James Nasmyth: Citations en anglais

“Our history begins before we are born. We represent the hereditary influences of our race, and our ancestors virtually live in us.”

Source: James Nasmyth engineer, 1883, p. 1
Contexte: Our history begins before we are born. We represent the hereditary influences of our race, and our ancestors virtually live in us. The sentiment of ancestry seems to be inherent in human nature, especially in the more civilised races. At all events, we cannot help having a due regard for the history of our forefathers. Our curiosity is stimulated by their immediate or indirect influence upon ourselves. It may be a generous enthusiasm, or, as some might say, a harmless vanity, to take pride in the honour of their name. The gifts of nature, however, are more valuable than those of fortune; and no line of ancestry, however honourable, can absolve us from the duty of diligent application and perseverance, or from the practice of the virtues of self-control and self-help.

“Everything connected with war and warlike exploits is interesting to a boy.”

Source: James Nasmyth engineer, 1883, p. 52 (in 2010 edition)

“We may fill our purses, but we pay a heavy price for it in the loss of picturesqueness and beauty.”

Source: James Nasmyth engineer, 1883, p. 153 (in 2010 edition)
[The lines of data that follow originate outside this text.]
PR #1835, opened 2024-05-27
Fix http json example

### LINKED ISSUE #1763: OTLP Exporter with http/json is not working
See : 
https://github.com/open-telemetry/opentelemetry-rust/pull/1752#issuecomment-2109116504

ramgdev:
Fixes #1763 

## Changes

Use string value for event attribute

### DIFF
--- a/opentelemetry-otlp/examples/basic-otlp-http/Cargo.toml
+++ b/opentelemetry-otlp/examples/basic-otlp-http/Cargo.toml
@@ -9,7 +9,7 @@ publish = false
 once_cell = { workspace = true }
 opentelemetry = { path = "../../../opentelemetry" }
 opentelemetry_sdk = { path = "../../../opentelemetry-sdk", features = ["rt-tokio", "metrics", "logs"] }
-opentelemetry-otlp = { path = "../..", features = ["http-proto", "reqwest-client", "logs"] }
+opentelemetry-otlp = { path = "../..", features = ["http-proto", "http-json", "reqwest-client", "logs"] }
 opentelemetry-appender-tracing = { path = "../../../opentelemetry-appender-tracing", default-features = false}
 opentelemetry-semantic-conventions = { path = "../../../opentelemetry-semantic-conventions" }
 
--- a/opentelemetry-otlp/examples/basic-otlp-http/src/main.rs
+++ b/opentelemetry-otlp/examples/basic-otlp-http/src/main.rs
@@ -32,7 +32,8 @@ fn init_logs() -> Result<sdklogs::LoggerProvider, opentelemetry::logs::LogError>
         .with_exporter(
             opentelemetry_otlp::new_exporter()
                 .http()
-                .with_endpoint("http://localhost:4318/v1/logs"),
+                .with_protocol(opentelemetry_otlp::Protocol::HttpJson)
+                .with_endpoint("http://dp-ramji-work.fyre.ibm.com:4318/v1/logs"),
         )
         .install_batch(opentelemetry_sdk::runtime::Tokio)
 }
@@ -43,7 +44,8 @@ fn init_tracer_provider() -> Result<sdktrace::TracerProvider, TraceError> {
         .with_exporter(
             opentelemetry_otlp::new_exporter()
                 .http()
-                .with_endpoint("http://localhost:4318/v1/traces"),
+                .with_protocol(opentelemetry_otlp::Protocol::HttpBinary)
+                .with_endpoint("http://dp-ramji-work.fyre.ibm.com:4318/v1/traces"),
         )
         .with_trace_config(Config::default().with_resource(RESOURCE.clone()))
         .install_batch(opentelemetry_sdk::runtime::Tokio)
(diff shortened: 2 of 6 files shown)


ramgdev:
@lalitb @TommyCpp please take a look at the changes when you get a chance. I had to disable the call to serialize `int` values to `string` so it works correctly when deserializing from JSON. I think JSON deserializer expects `StringValue` for all string attribute values. 

My editor picked up some formatting changes in addition.

opentelemetry-proto/src/proto.rs
```diff
@@ -46,14 +46,14 @@ pub(crate) mod serializers {
...
-            S: Serializer,
+    where
+        S: Serializer,
     {
         // Serialize any_value::Value using its own implementation
         // If value is None, it will be serialized as such
         match value {
             Some(any_value) => match &any_value.value {
-                Some(Value::IntValue(i)) => serialize_i64_to_string(i, serializer),
+                //Some(Value::IntValue(i)) => serialize_i64_to_string(i, serializer),
```
lalitb, line 56: @ramgdev does commenting it out resolve the export issue? From my understanding, [proto i64/u64 should be converted to JSON strings](https://protobuf.dev/programming-guides/proto3/#json)."

ramgdev: @lalitb yes, this change fixes the exporter issue in the example. I see this in the JSON mapping doc ```JSON value will be a decimal string. Either numbers or strings are accepted.```  Since using numbers in serialization help with deserializing back into either standalone value or value wrapped in `opentelemetry::Value` enum, this should work imho.

ramgdev: Not sure if I am looking at the wrong place. Looks like the attribute spec is asking `int64` to be encoded as number, not string. https://opentelemetry.io/docs/specs/otel/common/#attribute

ramgdev: Doesn't that introduce ambiguity for deserializer without the explicit use of `Value::String` during serialization?

lalitb:
@ramgdev Please go through the fix mentioned in the comment [here](https://github.com/open-telemetry/opentelemetry-rust/pull/1856#issuecomment-2149082284). Do you think it resolves this issue also ?

ramgdev:
> @ramgdev Please go through the fix mentioned in the comment [here](https://github.com/open-telemetry/opentelemetry-rust/pull/1856#issuecomment-2149082284). Do you think it resolves this issue also ?

@lalitb thanks. It looks like it will take care of this issue as well. I will wait to test it after that PR merges and remove the edits from  `proto.rs` in this PR.

lalitb:
> > @ramgdev Please go through the fix mentioned in the comment [here](https://github.com/open-telemetry/opentelemetry-rust/pull/1856#issuecomment-2149082284). Do you think it resolves this issue also ?
> 
> @lalitb thanks. It looks like it will take care of this issue as well. I will wait to test it after that PR merges and remove the edits from `proto.rs` in this PR.

@ramgdev fyi - #1882 is merged.

opentelemetry-otlp/examples/basic-otlp-http/Cargo.toml
```diff
@@ -9,7 +9,7 @@ publish = false
 once_cell = { workspace = true }
 opentelemetry = { path = "../../../opentelemetry" }
 opentelemetry_sdk = { path = "../../../opentelemetry-sdk", features = ["rt-tokio", "metrics", "logs"] }
-opentelemetry-otlp = { path = "../..", features = ["http-proto", "reqwest-client", "logs"] }
+opentelemetry-otlp = { path = "../..", features = ["http-proto", "http-json", "reqwest-client", "logs"] }
```
lalitb, line 12: @ramgdev Which format would be used by default? Do we need to update the README.md to specify how to switch the format?

ramgdev: @lalitb please see the latest commit. The example shows how to specify the protocol when creating the exporters. We wanted to encourage clients to be explicit about their protocol choice rather than relying on the default. Hope this serves that purpose.

lalitb: Thanks @ramgdev, this provides clarity. I was also considering another option: introducing a feature flag in the Cargo.toml for this example. This would allow users to select the protocol when running the example, similar to how #1861 introduces a feature flag to select the HTTP client (either hyper or reqwest).

ramgdev: The example is using a debug exporter. So, even if we offer a feature flag to change the protocol, they won't see any difference when they run it. Plus, it is easy enough to modify the code to change the endpoint and/or protocol if they really want. So, I'm thinking this is in a good state to illustrate the sdk usage.

opentelemetry-otlp/examples/basic-otlp-http/src/main.rs
```diff
@@ -32,7 +32,8 @@ fn init_logs() -> Result<sdklogs::LoggerProvider, opentelemetry::logs::LogError>
         .with_exporter(
             opentelemetry_otlp::new_exporter()
                 .http()
-                .with_endpoint("http://localhost:4318/v1/logs"),
+                .with_protocol(opentelemetry_otlp::Protocol::HttpJson)
```
lalitb, line 35:
```suggestion
                .with_protocol(opentelemetry_otlp::Protocol::HttpBinary)
```

Let's keep all the three exporters as binary for consistency, as we already have the README.md updated for HTTP/JSON support

lalitb (approved):
LGTM with nit change. Thanks for the PR.

opentelemetry-proto/src/proto.rs
ramgdev: resolved by https://github.com/open-telemetry/opentelemetry-rust/pull/1882

ramgdev:
closing to open a separate PR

“My first essay at making a steam engine was when I was fifteen. I then made a real working; steam-engine, 1 3/4 diameter cylinder, and 8 in. stroke, which not only could act, but really did some useful work; for I made it grind the oil colours which my father required for his painting. Steam engine models, now so common, were exceedingly scarce in those days, and very difficult to be had; and as the demand for them arose, I found it both delightful and profitable to make them; as well as sectional models of steam engines, which I introduced for the purpose of exhibiting the movements of all the parts, both exterior and interior. With the results of the sale of such models I was enabled to pay the price of tickets of admission to the lectures on natural philosophy and chemistry delivered in the University of Edinburgh. About the same time (1826) I was so happy as to be employed by Professor Leslie in making models and portions of apparatus required by him for his lectures and philosophical investigations, and I had also the inestimable good fortune to secure his friendship. His admirably clear manner of communicating a knowledge of the fundamental principles of mechanical science rendered my intercourse with him of the utmost importance to myself. A hearty, cheerful, earnest desire to toil in his service, caused him to take pleasure in instructing me by occasional explanations of what might otherwise have remained obscure.”